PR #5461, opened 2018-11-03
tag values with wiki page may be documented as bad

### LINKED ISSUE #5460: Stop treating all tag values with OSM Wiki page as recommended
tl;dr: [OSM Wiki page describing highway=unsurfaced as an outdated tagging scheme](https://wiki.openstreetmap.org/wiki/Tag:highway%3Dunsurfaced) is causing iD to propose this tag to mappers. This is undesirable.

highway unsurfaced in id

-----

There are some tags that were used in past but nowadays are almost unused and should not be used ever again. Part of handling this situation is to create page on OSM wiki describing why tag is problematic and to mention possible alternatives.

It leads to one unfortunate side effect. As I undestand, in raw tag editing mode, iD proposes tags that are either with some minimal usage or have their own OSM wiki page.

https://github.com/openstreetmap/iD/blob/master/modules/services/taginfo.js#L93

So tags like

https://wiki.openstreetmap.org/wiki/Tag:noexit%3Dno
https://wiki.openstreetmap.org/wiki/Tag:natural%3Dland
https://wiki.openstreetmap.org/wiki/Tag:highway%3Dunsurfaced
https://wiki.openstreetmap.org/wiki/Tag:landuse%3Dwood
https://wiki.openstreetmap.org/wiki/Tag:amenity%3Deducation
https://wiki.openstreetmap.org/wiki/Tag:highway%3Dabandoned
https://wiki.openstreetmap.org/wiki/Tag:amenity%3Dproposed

Task to complete: Proceeding from the line containing "There are some" through the line containing "https://wiki.openstreetmap.org/wiki/Tag:noexit%3Dno", transcribe the lines above exactly, both end lines included.

Finished exercise:
There are some tags that were used in past but nowadays are almost unused and should not be used ever again. Part of handling this situation is to create page on OSM wiki describing why tag is problematic and to mention possible alternatives.

It leads to one unfortunate side effect. As I undestand, in raw tag editing mode, iD proposes tags that are either with some minimal usage or have their own OSM wiki page.

https://github.com/openstreetmap/iD/blob/master/modules/services/taginfo.js#L93

So tags like

https://wiki.openstreetmap.org/wiki/Tag:noexit%3Dno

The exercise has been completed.